On NVIDIA RTX, T4, or V100 GPUs, BitClear can operate over multiple input video assets in real-time (at 25/30 fps). Allows for video upscaling, all with as little as 5ms processing latency on GPUs or high-performance CPUs.
Processes any highly compressed content and produces a higher-quality output that improves the value of the asset. It operates on all types of content.
Revives to the maximum possible quality without affecting the artistic intent of the original creators. As video encoding noise is applied across the entirety of each video frame, it operates on the entirety of each input frame, and it is not a region-of-interest approach.

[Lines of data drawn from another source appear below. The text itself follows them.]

PR #45, opened 2020-06-02
 Add interface for Agda base library

### LINKED ISSUE #31: Add interface for Agda base library

JonasHoefer:
Adds the module `FreeC.Backend.Agda.Base`, which contains Haskell representations for important parts of the Agda base library. At the moment `>>=` is missing, because there are multiple ways to define operators. Closes #31


src/lib/FreeC/Backend/Agda/Base.hs
```diff
@@ -0,0 +1,75 @@
...
+impureConName = Agda.name "impure"
+
+impure :: Agda.Expr -> Agda.Expr
+impure = Agda.app $ Agda.Ident $ Agda.qname [Agda.name "Free"] impureConName
+
+shape :: Agda.Name
+shape = Agda.name "S"
+
+position :: Agda.Name
+position = Agda.name "P"
```
ichistmeinname: These type arguments are named `Shape` and `Pos` in the Coq backend.

ichistmeinname (changes requested):

just95 (approved):

ichistmeinname (approved):
Good work!

PR #46, opened 2020-06-02
Avoid unnecessary monadic lifting of partial applications

### LINKED ISSUE #3: Functions defined as other functions are wrapped too often
When defining functions as other (partial) functions the compiled code adds too many monad wrappings.

For example the accumulative reverse

```haskell
rev :: [a] -> [a]
rev = rev' []

rev' :: [a] -> [a] ->[a]
rev' xs [] = xs
rev' xs (y:ys) = rev' (y:xs) ys
```

becomes

```coq
Definition rev (Shape : Type) (Pos : Shape -> Type) {a : Type}
   : Free Shape Pos (Free Shape Pos (List Shape Pos a) ->
           Free Shape Pos (List Shape Pos a)) :=
  pure (fun x_0 => @rev' Shape Pos a (@Nil Shape Pos a) x_0).
```

but should be 

```coq
Definition rev (Shape : Type) (Pos : Shape -> Type) {a : Type}
   : Free Shape Pos (List Shape Pos a) ->
           Free Shape Pos (List Shape Pos a) :=
  pure (fun x_0 => @rev'_0 Shape Pos a (@Nil Shape Pos a) x_0).
```

or 

```coq
... :=    @rev' Shape Pos a (@Nil Shape Pos a).
```

MajaRet:
Previously, the compiler performed eta abstractions any time it encountered a partial
application on a function declaration's right-hand side. These abstractions were done
by transforming the partial application into a lambda abstraction that includes the
missing arguments.

When this happens on the top level (i.e. a function is defined as a partial application
of another function or constructor), this leads to an additional lifting into the Free
monad.
This can be avoided by applying the right-hand side to the missing arguments and
adding them to the left-hand side of the function rule explicitly.

The change is implemented in the compiler's `EtaConversionPass`.

Closes #3


MajaRet:
I'm not sure why the Brittany check fails. Running the check-formatting.sh script changed 22 files for some reason (hence the 22 changed files), but the check still fails.

src/lib/FreeC/Pass/EtaConversionPass.hs
```diff
@@ -31,17 +44,27 @@
...
 --
---   On the right-hand sides of function declarations, all of the largest
---   sub-expressions of the form
+--   Assume that we have the following function declaration. 
+--
+--   > f e₁ … eₖ = g @α₁ … @αₚ e₁ … eₘ
+--
+--   where @g@ is the name of an @n@-ary constructor or function declaration and 
+--   @m < n@. This declaration is then replaced by 
+--   > f e₁ … eₖ x₍ₘ₊₁₎ … xₙ = @α₁ … @αₚ g e₁ … eₘ x₍ₘ₊₁₎ … xₙ
```
just95: Just a small typo.

```suggestion
--   > f e₁ … eₖ x₍ₘ₊₁₎ … xₙ = g @α₁ … @αₚ e₁ … eₘ x₍ₘ₊₁₎ … xₙ
```

Very good job on the documentation btw!

src/lib/FreeC/Pass/EtaConversionPass.hs
```diff
@@ -78,27 +104,67 @@ etaConversionPass ast = do
...
+--   The missing top-level arguments are also added to the left-hand side of the 
+--   declaration and the function's type and the environment are updated accordingly. 
 etaConvertFuncDecl :: IR.FuncDecl -> Converter IR.FuncDecl
 etaConvertFuncDecl funcDecl = do
-  rhs' <- etaConvertExpr (IR.funcDeclRhs funcDecl)
-  return funcDecl { IR.funcDeclRhs = rhs' }
+  let rhs = IR.funcDeclRhs funcDecl
+  xs   <- generateFullArgumentList rhs
+  rhs' <- etaConvertTopLevelRhs xs rhs
+  -- compute the function's new (uncurried) type
```
just95: All comments should be proper sentences.

```suggestion
  -- Compute the function's new (uncurried) type.
```

src/lib/FreeC/Pass/EtaConversionPass.hs
```diff
@@ -78,27 +104,69 @@ etaConversionPass ast = do
...
+-- | Applies a function declaration's or constructor's right-hand side to its 
+--   missing arguments.
+--   Regular η-conversions are performed for the right-hand side's proper subexpressions 
+--   via 'etaConvertSubExprs'.
+etaConvertTopLevelRhs :: [IR.VarPat] -> IR.Expr -> Converter IR.Expr
+etaConvertTopLevelRhs argPats expr = localEnv $ do
+  expr' <- etaConvertSubExprs expr
+  if null argPats
+    then return expr'
+    else return (IR.app NoSrcSpan expr' argExprs)
```
just95: You don't need to test whether there are any arguments. `IR.app` returns the expression if the argument list is empty.

```suggestion
  return (IR.app NoSrcSpan expr' argExprs)
```

src/lib/FreeC/Pass/EtaConversionPass.hs
```diff
@@ -78,27 +104,69 @@ etaConversionPass ast = do
...
+  where argExprs = map IR.varPatToExpr argPats
```
just95: Since you have a `do` block above, I'd use a `let` statement in this case.

src/lib/FreeC/Pass/EtaConversionPass.hs
```diff
@@ -78,27 +104,69 @@ etaConversionPass ast = do
...
+--   The missing top-level arguments are also added to the left-hand side of the 
+--   declaration and the function's type and the environment are updated accordingly. 
 etaConvertFuncDecl :: IR.FuncDecl -> Converter IR.FuncDecl
 etaConvertFuncDecl funcDecl = do
-  rhs' <- etaConvertExpr (IR.funcDeclRhs funcDecl)
-  return funcDecl { IR.funcDeclRhs = rhs' }
+  let rhs = IR.funcDeclRhs funcDecl
+  xs          <- generateFullArgumentList rhs
+  returnType' <- inEnv
+    $ lookupReturnType IR.ValueScope (IR.funcDeclQName funcDecl)
```
just95: I'd recommend using the return type annotation from `funcDecl` directly.

src/lib/FreeC/Pass/EtaConversionPass.hs
```diff
@@ -78,27 +104,69 @@ etaConversionPass ast = do
...
+  let (args, returnType) = splitReturnType (length xs) (fromJust returnType')
+  -- compute the function's new arguments and add them to the argument list 
+  let newArgs = zipWith
+        (\t i -> IR.VarPat { IR.varPatSrcSpan = NoSrcSpan
+                           , IR.varPatIdent   = i
+                           , IR.varPatType    = Just t
+                           }
+        )
+        args
+        xs
```
just95: This should be equivalent to the following.

```suggestion
  let newArgs = zipWith (IR.VarPat NoSrcSpan) xs (map Just args)
```

A better name for `args` could be `newArgTypes` and for `xs` a name like `newArgIdents` would be more descriptive.

src/lib/FreeC/Pass/EtaConversionPass.hs
```diff
@@ -169,3 +238,26 @@ arityOf (IR.Undefined _ _      ) = return 0
...
+--   @τ₁ -> (… -> (τₙ -> τ))@, which is true for the return type of 
+--   a partially defined function with @n@ missing arguments.
+--   The function returns a tuple consisting of a list of the argument
+--   types @[τ₁, …, τₙ]@ and the return type @τ@. 
+splitReturnType :: Int -> IR.Type -> ([IR.Type], IR.Type)
+splitReturnType 0 t = ([], t)
+splitReturnType n t =
+  let (arg , r    ) = IR.splitFuncType t 1
+      (args, rType) = splitReturnType (n - 1) r
+  in  (arg ++ args, rType)
```
just95: I don't get how this is different from `IR.splitFuncType` (except that the arguments are flipped).

Also, the assumption that the type has the form `τ₁ -> (… -> (τₙ -> τ))` is not necessarily true in the presence of type synonyms. The [`TypeSignaturePass`](https://github.com/FreeProving/free-compiler/blob/4627f930212624096a61ad051b557c0690f4d838/src/lib/FreeC/Pass/TypeSignaturePass.hs#L187) deals with this issue by expanding type synonyms on demand. I think that the most reliable solution would be to move the `etaConversionPass` above the `typeSignaturePass` in the compiler [`pipeline`](https://github.com/FreeProving/free-compiler/blob/4627f930212624096a61ad051b557c0690f4d838/src/lib/FreeC/Pipeline.hs#L25). This would have the advantage, that you wouldn't have to annotate any types or modify environment entries. However, this change would be more involved and is not really in the scope of a first issue. Thus, I'd suggest that we just recycle the definition of `FreeC.Pass.TypeSignaturePass.splitFuncType` for now.

src/test/FreeC/Pass/EtaConversionPassTests.hs
```diff
@@ -32,6 +33,20 @@ shouldEtaConvert inputStr expectedOutputStr = do
...
+        _ <- defineTestTypeCon "Foo" 0
+        _ <- defineTestFunc "f" 0 "Foo -> Foo"
+        _ <- defineTestFunc "g" 2 "Foo -> Foo -> Foo"
+        "f = g Foo" `shouldEtaConvert` "f (y :: Foo) :: Foo = g Foo y"
+
+-- These are the old tests, but since the testing interface has changed
+-- and we now test whole function declarations instead of right-hand sides,
+-- these tests don't work anymore.
+-- I'll leave them here for reference for now, but they should be removed later.
+{-
```
just95: All of the old test cases should still work. I'd suggest to export `etaConvertExpr` again and move the new and existing test cases to their own [`context`](https://hackage.haskell.org/package/hspec-2.7.1/docs/Test-Hspec.html#v:context)es.

src/lib/FreeC/Pass/EtaConversionPass.hs
```diff
@@ -78,27 +104,69 @@ etaConversionPass ast = do
...
+                           }
+        )
+        args
+        xs
+  let vars' = IR.funcDeclArgs funcDecl ++ newArgs
+  -- compute the new right-hand side
+  rhs'       <- etaConvertTopLevelRhs newArgs rhs
+  -- update the environment with the new type and arguments
+  Just entry <- inEnv $ lookupEntry IR.ValueScope (IR.funcDeclQName funcDecl)
+  modifyEnv $ addEntry entry { entryArity      = length vars'
```
just95: Good catch that the environment entries need to be updated : )

However, when the arity of a function in the environment changes, additional η-conversions become necessary. Therefore, η-conversion has to be performed recursively.

just95 (changes requested):

src/lib/FreeC/Pass/EtaConversionPass.hs
MajaRet: I did that at first, but then the unit tests didn't work because apparently, `IR.funcDeclReturnType` contains `Nothing` when you define a test function.

just95: Okay, that makes sense. However, in the test cases you could just annotate the return type and add to the preconditions of the pass that the function declarations must be type annotated.

```haskell
  "f :: Foo -> Foo = g Foo" `shouldEtaConvert` "f (y :: Foo) :: Foo = g Foo y"
```

src/lib/FreeC/Pass/EtaConversionPass.hs
MajaRet: It isn't; I simply misunderstood what `IR.splitFuncType` actually does. I've changed it so that `etaConvertFuncDecl` simply uses `IR.splitFuncType` now.

src/test/FreeC/Pass/EtaConversionPassTests.hs
```diff
@@ -18,47 +18,70 @@ import           FreeC.Test.Expectations
...
+      "f x y z" `shouldEtaConvert` "f x y z"
+    it "eta-converts under applied functions" $ shouldSucceedWith $ do
+      _ <- defineTestTypeCon "Foo" 0
+      _ <- defineTestFunc "f" 2 "Foo -> Foo -> Foo"
+      "f x" `shouldEtaConvert` "\\y -> f x y"
+    it "leaves application of local variables unchanged"
+      $                  shouldSucceedWith
+      $                  do
+                           "\\(f :: a -> b -> c) x -> f x"
       `shouldEtaConvert` "\\(f :: a -> b -> c) x -> f x"
```
just95: In this case it probably better to write the expectation in prefix notation such that Brittany does not mess up the formatting.

src/lib/FreeC/Pass/EtaConversionPass.hs
just95: Ah, okay. If you have a suggestion for how to improve the documentation of `IR.splitFuncType` (or any other function), don't hesitate to rephrase it : )

ichistmeinname (approved):
I really like the effort you put into the documentation, great work!

src/lib/FreeC/Pass/EtaConversionPass.hs
```diff
@@ -237,8 +317,15 @@ arityOf (IR.Lambda _ _ _ _     ) = return 0
...
+minimumM :: [Converter Int] -> Converter Int
+minimumM []         = return 0
+minimumM (mx : mxs) = foldr minM mx mxs
+
+-- Calculates the minimum of two integers lifted into the Converter monad.
+minM :: Converter Int -> Converter Int -> Converter Int
+minM m1 m2 = do
+  i1 <- m1
+  i2 <- m2
+  return (if i1 <= i2 then i1 else i2)
```
ichistmeinname: It's a pity that there's no `minimumM` or `minimumA` function in some Haskell library. Nevertheless, as your version of `minM` is basically a lifted version of `min`, we can rewrite it as one fold that yields `return 0`. I'd suggest to then outsource this function into a `Util` module that should exist somewhere already (ping @just95). For that sake, I generalised the function from `Converter Int` to `m a`, where  `a` is `Ord` (for the usage of `min`) and `Bounded` (in order to yield the smallest value otherwise).

```suggestion
minimumM :: (Ord a, Bounded a) => [m a] -> m a
minimumM = foldr (liftM2 min) (return minBound)
```

src/lib/FreeC/Pass/EtaConversionPass.hs
```diff
@@ -209,6 +276,19 @@ etaConvertSubExprs' expr = do
 -- Arity                                                                     --
 -------------------------------------------------------------------------------
 
+-- | Find the minimum number of missing arguments (the arity of the expressions) among the alternatives
+--   for the right-hand side of a function declaration. 
+--   All non-zero arities on the right-hand side of a function declaration 
+--   have the same arity.
+findMinMissingArguments :: IR.Expr -> Converter Int
+findMinMissingArguments (IR.If _ _ e1 e2 _) =
+  minM (findMinMissingArguments e1) (findMinMissingArguments e2)
```
ichistmeinname: We can get rid of calling `findMinMissingArguments` twice!

```suggestion
findMinMissingArguments :: IR.Expr -> Converter Int
findMinMissingArguments (IR.If _ _ e1 e2 _) =
  minimumM (map findMinMissingArguments [e1, e2])
```

src/lib/FreeC/Pass/EtaConversionPass.hs
```diff
@@ -106,57 +132,98 @@ etaConversionPass ast = do
...
+-- are fully applied.
+etaConvertTopLevel argPats expr = localEnv $ do
   let argExprs = map IR.varPatToExpr argPats
-  return $ IR.app NoSrcSpan expr' argExprs
+  -- apply expression to missing arguments and perform eta-conversion on the 
+  -- resulting expression 
+  etaConvertExpr $ IR.app NoSrcSpan expr argExprs
+
+-- | Calls @etaConvertTopLevel@ on all alternatives in an if or case expression. 
+etaConvertTopLevel' :: [IR.VarPat] -> IR.Expr -> Converter IR.Expr
```
ichistmeinname: Can we think of a better name here?

src/lib/FreeC/Pass/EtaConversionPass.hs
```diff
@@ -106,57 +132,98 @@ etaConversionPass ast = do
...
-  -- Compute the function's new (uncurried) type. Assumes that funcDecl's return type has already been inferred.
-  let (newArgTypes, returnType) = IR.splitFuncType
-        (fromJust $ IR.funcDeclReturnType funcDecl)
-        (length newArgIdents)
+  newArgNumber <- findMinMissingArguments rhs
+  -- Only perform top-level eta conversion when all alternatives for right-hand 
+  -- sides are missing at least one argument.
+  if newArgNumber == 0
+    then do
+      rhs' <- etaConvertExpr (IR.funcDeclRhs funcDecl)
```
ichistmeinname:
```suggestion
      rhs' <- etaConvertExpr rhs
```

src/lib/FreeC/Pass/EtaConversionPass.hs
```diff
@@ -106,57 +132,98 @@ etaConversionPass ast = do
...
 --   declaration and the function's type and the environment are updated accordingly. 
 etaConvertFuncDecl :: IR.FuncDecl -> Converter IR.FuncDecl
 etaConvertFuncDecl funcDecl = do
   let rhs = IR.funcDeclRhs funcDecl
-  newArgIdents <- generateFullArgumentList rhs
-  -- Compute the function's new (uncurried) type. Assumes that funcDecl's return type has already been inferred.
-  let (newArgTypes, returnType) = IR.splitFuncType
-        (fromJust $ IR.funcDeclReturnType funcDecl)
-        (length newArgIdents)
+  newArgNumber <- findMinMissingArguments rhs
```
ichistmeinname, line 172: I'm currently regretting reading the file bottom to top instead of the other way around : ) I now have the impression that `findMinMissingArguments` and `arityOf` do not need to be monadic (i.e., of type `Converter <something>`) -- there's not context needed to compute the needed value. Can you confirm or refute that impression?

ichistmeinname (changes requested):

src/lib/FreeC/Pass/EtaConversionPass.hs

Scalable neural network architecture that can scale to high volumes of content and is ideal for cloud as well as on-premise deployment
The second iSIZE product is BitSave, which the company describes as an AI-based 'perceptual optimizer' that allows encoders to produce higher quality video at a lower bitrate.
Offers up to 50% reduction in video bitrate over the state-of-the-art at the same or improved visual quality. Boosts the compression efficiency of any video codec and runs on client devices with minimal or no additional overhead
BitSave technology is compatible with any codec, including AVC, HEVC, VP9, AV1, and even the upcoming AV2 and VVC, with increased gains in bitrate and quality offered for newer standards
Single pass processing per content for an entire ABR ladder. Requires no change in encoding, delivery or decoding devices. Compatible with any existing video coding infrastructure
Allows simpler encoding recipes, offers significant computational and energy efficiency, allowing for sustainable video streaming at scale.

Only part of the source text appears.